## What this task involves
State the number of lines that hold "NULL" in the records below, with no other words.

## Given information
# # # # #

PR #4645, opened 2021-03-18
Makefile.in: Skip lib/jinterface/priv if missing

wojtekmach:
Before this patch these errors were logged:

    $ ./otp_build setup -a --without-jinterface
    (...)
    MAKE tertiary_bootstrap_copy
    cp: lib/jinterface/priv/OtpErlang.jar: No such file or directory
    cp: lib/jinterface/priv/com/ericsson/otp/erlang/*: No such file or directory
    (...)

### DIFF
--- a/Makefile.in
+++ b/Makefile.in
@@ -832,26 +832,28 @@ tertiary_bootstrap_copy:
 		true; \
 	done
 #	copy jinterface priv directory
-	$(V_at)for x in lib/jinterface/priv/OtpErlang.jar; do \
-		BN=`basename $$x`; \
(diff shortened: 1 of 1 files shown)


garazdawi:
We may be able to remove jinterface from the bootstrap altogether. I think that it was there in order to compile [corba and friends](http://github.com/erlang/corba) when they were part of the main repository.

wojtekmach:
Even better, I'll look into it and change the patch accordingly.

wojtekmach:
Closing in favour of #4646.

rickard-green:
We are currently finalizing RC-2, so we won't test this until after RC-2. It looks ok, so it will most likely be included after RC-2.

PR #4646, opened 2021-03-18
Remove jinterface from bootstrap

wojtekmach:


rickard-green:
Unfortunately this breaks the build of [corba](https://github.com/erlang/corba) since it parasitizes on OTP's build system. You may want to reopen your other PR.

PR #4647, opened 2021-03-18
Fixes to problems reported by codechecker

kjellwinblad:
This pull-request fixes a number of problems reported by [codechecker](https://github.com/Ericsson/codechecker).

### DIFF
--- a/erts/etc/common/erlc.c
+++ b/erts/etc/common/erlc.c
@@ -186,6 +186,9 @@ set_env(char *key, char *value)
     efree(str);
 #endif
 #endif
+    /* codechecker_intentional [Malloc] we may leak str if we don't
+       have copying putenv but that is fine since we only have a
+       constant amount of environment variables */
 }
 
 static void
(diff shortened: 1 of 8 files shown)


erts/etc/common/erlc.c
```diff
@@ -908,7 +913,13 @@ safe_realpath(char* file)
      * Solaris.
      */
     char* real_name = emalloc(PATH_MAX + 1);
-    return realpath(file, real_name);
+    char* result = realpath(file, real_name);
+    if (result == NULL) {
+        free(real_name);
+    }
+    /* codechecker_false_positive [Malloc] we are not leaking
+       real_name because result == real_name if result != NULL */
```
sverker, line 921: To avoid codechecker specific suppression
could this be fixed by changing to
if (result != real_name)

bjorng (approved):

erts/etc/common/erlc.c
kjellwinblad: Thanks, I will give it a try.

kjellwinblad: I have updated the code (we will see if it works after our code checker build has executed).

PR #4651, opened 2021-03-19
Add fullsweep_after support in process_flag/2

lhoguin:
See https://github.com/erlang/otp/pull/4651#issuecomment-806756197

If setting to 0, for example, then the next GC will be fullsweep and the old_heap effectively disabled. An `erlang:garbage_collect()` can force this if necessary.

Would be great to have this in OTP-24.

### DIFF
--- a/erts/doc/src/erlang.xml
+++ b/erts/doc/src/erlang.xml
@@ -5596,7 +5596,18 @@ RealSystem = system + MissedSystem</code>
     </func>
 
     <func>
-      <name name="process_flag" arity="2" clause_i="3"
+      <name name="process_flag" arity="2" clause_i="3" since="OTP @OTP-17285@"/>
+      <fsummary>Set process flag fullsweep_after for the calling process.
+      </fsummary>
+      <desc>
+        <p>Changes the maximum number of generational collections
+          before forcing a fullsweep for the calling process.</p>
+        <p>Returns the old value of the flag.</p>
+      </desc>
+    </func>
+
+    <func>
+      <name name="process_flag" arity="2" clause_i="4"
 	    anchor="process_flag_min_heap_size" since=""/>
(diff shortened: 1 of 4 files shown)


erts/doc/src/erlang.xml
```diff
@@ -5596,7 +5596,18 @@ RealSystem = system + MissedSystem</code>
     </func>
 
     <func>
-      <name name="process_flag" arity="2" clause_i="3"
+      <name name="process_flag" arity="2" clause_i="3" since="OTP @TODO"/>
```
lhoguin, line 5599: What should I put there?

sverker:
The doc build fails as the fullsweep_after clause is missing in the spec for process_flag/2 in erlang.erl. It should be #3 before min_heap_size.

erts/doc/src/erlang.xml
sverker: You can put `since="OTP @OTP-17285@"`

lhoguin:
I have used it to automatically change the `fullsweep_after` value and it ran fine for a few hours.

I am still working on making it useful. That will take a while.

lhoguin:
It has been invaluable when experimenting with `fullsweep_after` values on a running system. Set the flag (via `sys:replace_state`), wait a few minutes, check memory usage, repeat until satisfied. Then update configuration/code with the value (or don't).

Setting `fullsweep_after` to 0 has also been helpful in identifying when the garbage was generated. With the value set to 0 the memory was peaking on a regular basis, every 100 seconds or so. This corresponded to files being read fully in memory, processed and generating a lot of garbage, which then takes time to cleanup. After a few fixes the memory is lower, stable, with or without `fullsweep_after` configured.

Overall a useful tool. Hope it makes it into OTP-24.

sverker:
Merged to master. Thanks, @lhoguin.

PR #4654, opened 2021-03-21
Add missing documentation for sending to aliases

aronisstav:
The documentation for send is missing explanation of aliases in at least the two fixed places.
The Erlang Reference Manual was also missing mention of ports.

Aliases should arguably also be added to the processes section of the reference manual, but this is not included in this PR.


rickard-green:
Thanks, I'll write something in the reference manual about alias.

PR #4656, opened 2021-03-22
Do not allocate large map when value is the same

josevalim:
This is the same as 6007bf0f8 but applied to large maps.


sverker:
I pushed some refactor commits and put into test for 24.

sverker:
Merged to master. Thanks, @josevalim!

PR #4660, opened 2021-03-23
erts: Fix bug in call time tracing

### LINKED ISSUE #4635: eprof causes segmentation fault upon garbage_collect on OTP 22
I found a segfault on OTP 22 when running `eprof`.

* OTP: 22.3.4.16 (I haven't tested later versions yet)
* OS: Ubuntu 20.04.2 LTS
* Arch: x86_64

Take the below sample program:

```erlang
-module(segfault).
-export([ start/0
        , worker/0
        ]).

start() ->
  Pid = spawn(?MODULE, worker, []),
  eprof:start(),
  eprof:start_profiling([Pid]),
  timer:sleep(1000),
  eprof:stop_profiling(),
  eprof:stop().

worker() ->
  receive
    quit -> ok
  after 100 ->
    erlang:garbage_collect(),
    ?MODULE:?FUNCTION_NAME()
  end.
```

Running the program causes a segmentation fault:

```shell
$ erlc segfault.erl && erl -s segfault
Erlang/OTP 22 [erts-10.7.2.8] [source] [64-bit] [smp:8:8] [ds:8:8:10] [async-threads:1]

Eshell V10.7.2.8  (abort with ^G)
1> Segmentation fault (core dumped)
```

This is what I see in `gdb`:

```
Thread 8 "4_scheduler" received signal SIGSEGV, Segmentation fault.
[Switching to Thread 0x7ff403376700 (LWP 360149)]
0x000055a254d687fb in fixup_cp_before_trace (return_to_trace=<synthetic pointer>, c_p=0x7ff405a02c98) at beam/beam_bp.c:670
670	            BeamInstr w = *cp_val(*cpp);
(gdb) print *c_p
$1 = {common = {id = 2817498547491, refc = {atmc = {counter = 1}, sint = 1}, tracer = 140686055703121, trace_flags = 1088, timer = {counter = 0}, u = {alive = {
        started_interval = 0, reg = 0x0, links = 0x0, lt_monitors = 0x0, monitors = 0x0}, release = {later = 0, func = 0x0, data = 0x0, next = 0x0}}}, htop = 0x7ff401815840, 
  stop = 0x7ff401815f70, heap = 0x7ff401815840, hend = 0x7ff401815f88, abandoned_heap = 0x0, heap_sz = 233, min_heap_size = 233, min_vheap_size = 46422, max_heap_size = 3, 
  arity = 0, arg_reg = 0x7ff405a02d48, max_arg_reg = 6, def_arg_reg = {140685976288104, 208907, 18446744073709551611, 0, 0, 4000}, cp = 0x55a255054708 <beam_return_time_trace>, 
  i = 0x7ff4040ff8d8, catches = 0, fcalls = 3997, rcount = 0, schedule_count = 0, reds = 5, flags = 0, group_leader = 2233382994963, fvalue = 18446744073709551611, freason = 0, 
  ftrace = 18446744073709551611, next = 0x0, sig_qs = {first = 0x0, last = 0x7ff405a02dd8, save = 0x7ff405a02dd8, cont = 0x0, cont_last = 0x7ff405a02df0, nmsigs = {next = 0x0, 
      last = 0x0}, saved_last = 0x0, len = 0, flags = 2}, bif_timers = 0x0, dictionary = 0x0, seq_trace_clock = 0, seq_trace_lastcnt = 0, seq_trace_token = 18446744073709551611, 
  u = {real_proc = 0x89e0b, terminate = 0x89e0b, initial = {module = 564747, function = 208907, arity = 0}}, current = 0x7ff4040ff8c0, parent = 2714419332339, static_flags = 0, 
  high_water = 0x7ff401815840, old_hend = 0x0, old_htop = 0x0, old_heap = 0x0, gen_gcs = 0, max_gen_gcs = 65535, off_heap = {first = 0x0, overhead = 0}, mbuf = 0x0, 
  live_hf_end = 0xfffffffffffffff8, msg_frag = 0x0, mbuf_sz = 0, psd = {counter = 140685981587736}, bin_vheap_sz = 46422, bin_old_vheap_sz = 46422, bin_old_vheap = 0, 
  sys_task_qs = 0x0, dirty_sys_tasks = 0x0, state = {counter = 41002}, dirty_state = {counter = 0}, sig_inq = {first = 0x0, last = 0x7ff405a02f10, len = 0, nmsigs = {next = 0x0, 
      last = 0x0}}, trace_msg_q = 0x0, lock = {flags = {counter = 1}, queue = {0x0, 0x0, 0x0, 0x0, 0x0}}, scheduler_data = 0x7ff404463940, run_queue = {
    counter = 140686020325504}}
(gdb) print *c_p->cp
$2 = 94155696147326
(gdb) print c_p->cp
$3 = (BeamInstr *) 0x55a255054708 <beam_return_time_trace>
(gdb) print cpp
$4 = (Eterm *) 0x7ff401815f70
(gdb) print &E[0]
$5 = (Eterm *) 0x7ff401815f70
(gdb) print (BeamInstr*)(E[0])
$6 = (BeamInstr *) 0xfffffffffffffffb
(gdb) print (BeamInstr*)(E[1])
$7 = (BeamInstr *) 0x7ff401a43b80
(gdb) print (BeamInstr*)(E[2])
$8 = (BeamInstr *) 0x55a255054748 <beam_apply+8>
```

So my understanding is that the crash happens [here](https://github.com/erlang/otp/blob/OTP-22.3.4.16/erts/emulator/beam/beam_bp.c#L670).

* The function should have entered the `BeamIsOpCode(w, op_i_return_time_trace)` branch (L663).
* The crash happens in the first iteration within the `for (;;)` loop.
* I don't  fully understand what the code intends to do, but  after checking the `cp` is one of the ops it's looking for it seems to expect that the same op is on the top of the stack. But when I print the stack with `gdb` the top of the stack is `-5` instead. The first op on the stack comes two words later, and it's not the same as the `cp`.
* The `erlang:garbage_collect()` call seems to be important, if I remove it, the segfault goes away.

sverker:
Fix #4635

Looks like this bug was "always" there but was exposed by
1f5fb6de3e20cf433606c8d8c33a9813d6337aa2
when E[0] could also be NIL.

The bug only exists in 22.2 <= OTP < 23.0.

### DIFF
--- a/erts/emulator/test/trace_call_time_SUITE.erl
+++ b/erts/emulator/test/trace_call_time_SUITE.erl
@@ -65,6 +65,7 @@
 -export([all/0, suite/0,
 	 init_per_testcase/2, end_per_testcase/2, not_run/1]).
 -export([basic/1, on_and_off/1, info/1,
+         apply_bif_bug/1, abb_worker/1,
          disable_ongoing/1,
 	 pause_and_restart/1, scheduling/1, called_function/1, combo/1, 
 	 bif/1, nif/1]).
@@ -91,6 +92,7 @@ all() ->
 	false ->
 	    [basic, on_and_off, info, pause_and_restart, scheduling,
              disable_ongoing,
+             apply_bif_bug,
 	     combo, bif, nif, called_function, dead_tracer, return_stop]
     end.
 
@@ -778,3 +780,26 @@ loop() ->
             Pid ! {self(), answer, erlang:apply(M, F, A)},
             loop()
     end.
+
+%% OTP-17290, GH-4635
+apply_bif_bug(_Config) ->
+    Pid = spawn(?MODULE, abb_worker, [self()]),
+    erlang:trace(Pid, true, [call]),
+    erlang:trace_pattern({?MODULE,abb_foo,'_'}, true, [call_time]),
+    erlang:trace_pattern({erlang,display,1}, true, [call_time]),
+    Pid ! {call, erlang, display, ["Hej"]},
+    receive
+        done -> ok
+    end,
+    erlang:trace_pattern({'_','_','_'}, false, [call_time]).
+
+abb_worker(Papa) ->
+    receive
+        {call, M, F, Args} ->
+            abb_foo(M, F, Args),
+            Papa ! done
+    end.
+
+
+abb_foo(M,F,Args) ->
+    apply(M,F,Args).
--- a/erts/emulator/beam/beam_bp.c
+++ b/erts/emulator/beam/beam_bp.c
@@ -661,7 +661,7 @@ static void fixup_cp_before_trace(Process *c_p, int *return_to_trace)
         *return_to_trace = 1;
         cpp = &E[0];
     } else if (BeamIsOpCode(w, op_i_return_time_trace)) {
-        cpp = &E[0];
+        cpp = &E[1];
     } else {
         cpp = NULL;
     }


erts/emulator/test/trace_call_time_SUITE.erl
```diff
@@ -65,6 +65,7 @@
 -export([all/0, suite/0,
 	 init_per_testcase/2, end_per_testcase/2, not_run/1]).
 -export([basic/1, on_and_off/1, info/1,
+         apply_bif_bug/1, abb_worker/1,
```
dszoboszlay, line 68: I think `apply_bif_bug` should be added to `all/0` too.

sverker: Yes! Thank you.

# # # # #

## Expected output
3